- Material for this task:

PR #101, opened 2019-02-28
new feature list

codehag:
stuff that still needs to be done:

high prio
* legend explaining what the tags are, just below the stage 3 blurb. 
* data massaging

Low prio
* potentially adding implementors, so that we have the logo of the vendor where a given proposal has been implemented (nightly, chrome, safari, etc)

### DIFF
--- a/_data/stage3.yml
+++ b/_data/stage3.yml
@@ -46,6 +46,8 @@
             });
         });
       }
+  resources:
+    - https://github.com/tc39/proposal-dynamic-import
 
 - title: Legacy RegExp features in JavaScript
   description: This is a specification draft for the legacy (deprecated) RegExp features in JavaScript, i.e., static properties of the constructor like RegExp.$1 as well as the RegExp.prototype.compile method.
--- a/_includes/intro.html
+++ b/_includes/intro.html
@@ -1,5 +1,5 @@
-<section class="intro">
-  <div class="g-row">
+<section >
+  <div class="g-row intro">
     <div class="g-col-4">
       <h2 class="section-headline">TC39</h2>
       <p>
--- a/_includes/proposals.html
+++ b/_includes/proposals.html
@@ -9,70 +9,73 @@
     </i>
     {% for proposal in site.data.stage3 %}
     <section class="featurelist__item">
-      <header class="featurelist__item__intro" tabindex="0">
-        <h4>{{ proposal.title }}</h4>
-        {% if proposal.description %}
-        <p>{{ proposal.description }}</p>
-        {% endif %}
-      </header>
-      <section class="featurelist__item__info" aria-hidden="true" tabindex="-1">
-        <div>
-          <div>
-            <h5>Status</h5>
-            <ul class="featurelist__item__status">
-              <li class="featurelist__item__owner">
-                <p>Author(s)</p>
-                {% if proposal.authors | size %}
-                <p>{{ proposal.authors | join: ", " }}</p>
-                {% else %}
-                <p>–</p>
-                {% endif %}
-              </li>
-              <li class="featurelist__item__owner">
-                <p>Champion(s)</p>
-                {% if proposal.champions | size %}
-                <p>{{ proposal.champions | join: ", " }}</p>
-                {% else %}
-                <p>–</p>
-                {% endif %}
-              </li>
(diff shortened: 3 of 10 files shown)


zoepage:
That looks brilliant already. So clean! :)

I have a few nits.
- Label colors need more contrast. Maybe we should dismiss the hover color or swap it?
- Border-bottom of navigation bar needs to go as the whole background is already grouping the navigation items.
- 3 boxes above the fold need a white background to increase contrast and readability.
- `Show Example` link in feature list should move on the right side and needs more padding-top to be more visible. It is also serving as an indicator for the examples.
- Animation for arrow of `Show Example` in feature list should change to `rotate 180°`.
- Labels (e.g. `Author`) in feature list should be bold

zoepage:
That looks brilliant already. So clean! :)

I have a few nits.
- Label colors need more contrast. Maybe we should dismiss the hover color or swap it?
- Colors of navigation highlights need to be changed to the "blue-green" we use below-
- First dropdown needs alignment with white box of navigation.
- Border-bottom of navigation bar needs to go as the whole background is already grouping the navigation items.
- 3 boxes above the fold need a white background to increase contrast and readability.
- `Show Example` link in feature list should move on the right side and needs more padding-top to be more visible. It is also serving as an indicator for the examples.
- Animation for arrow of `Show Example` in feature list should change to `rotate 180°`.
- Labels (e.g. `Author`) in feature list should be bold

codehag:
Thanks! 

With the labels -- I want to make sure they do not distract from higher importance information. Also maybe they need a hover text to explain what they are.. Maybe we can increase the opacity.

Agree with the rest

zoepage:
Another suggestion would be to remove the background color and increase the border-size ( with the full sat color) and just have the full saturation on hover.

codehag:
I addressed three of the nits
* Label colors need more contrast. Maybe we should dismiss the hover color or swap it?
* Labels (e.g. Author) in feature list should be bold
* First dropdown needs alignment with white box of navigation.

However, after I went through all of the comments and tried them, I realized that they should be moved out into separate issues, and that they need more discussion. I would like to say that we can always iterate. 

Some less contentious items:

* Show Example link in feature list should move on the right side and needs more padding-top to be more visible. It is also serving as an indicator for the examples.

Moving this to the right pulls it out of the flow of reading. I tried this while iterating on it, and I found I would frequently miss this label if I was looking for examples. I agree that it is not very visible, so I made it bold and underlined. Adding padding is a bit tricky, the goal here is to compress information. This should be iterated on in a separate issue.

This is what it looks like now:

screenshot 2019-03-04 at 13 45 42

I am not super happy about it, combined with the bold authors, because now we have a lot of weird stuff with bold going on in the text. I would prefer to use one font weight here. But I do not want to spend much more time on this and if we want to change this, precise, actionable feedback is preferred.

* Animation for arrow of Show Example in feature list should change to rotate 180°.

With regards to the animation, this is the animation we had before and I didn't change it. I would say that should we want to iterate on it, it should be moved into a separate bug. I did try it, but it did not look very good making this change and should have more time dedicated to it.

Otherwise, there are some items which, after implementing them, I realized I do not agree with or perhaps didn't understand. They should be moved out into their own issues, if we want to pursue them, however I have strong feelings against them after seeing them. 

Specifically:

* Border-bottom of navigation bar needs to go as the whole background is already grouping the navigation items.

My goal with this change was to make this stand out, removing the bottom border makes it almost blend in with the background and look unintentional:

screenshot 2019-03-04 at 12 31 36

Removing the white background likewise has a similar effect:

screenshot 2019-03-04 at 12 34 35

Since one of the major requests was that this bar stood out more, I think that it should stay as it is in this pr. At least for now, we can revisit it once we have more time. 

* 3 boxes above the fold need a white background to increase contrast and readability.

I checked the contrast and there is no readability issue. Having every text area in a white background will reduce importance of the main navigation, and makes the visual layout very busy.

Suggested change:

screenshot 2019-03-04 at 13 40 39

As an alternative we can have it all as a single white space, but I do not find that we have any real improvement in attention here. 

screenshot 2019-03-04 at 13 42 42

Let's discuss these separately

codehag:
After talking with ola offline, we agreed to merge and follow up in separate bugs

- Work to complete: From the line containing "screenshot 2019-03-04 at 13 40 39" through the last line of the records, output each line exactly and nothing more.

- Task result:
screenshot 2019-03-04 at 13 40 39

As an alternative we can have it all as a single white space, but I do not find that we have any real improvement in attention here. 

screenshot 2019-03-04 at 13 42 42

Let's discuss these separately

codehag:
After talking with ola offline, we agreed to merge and follow up in separate bugs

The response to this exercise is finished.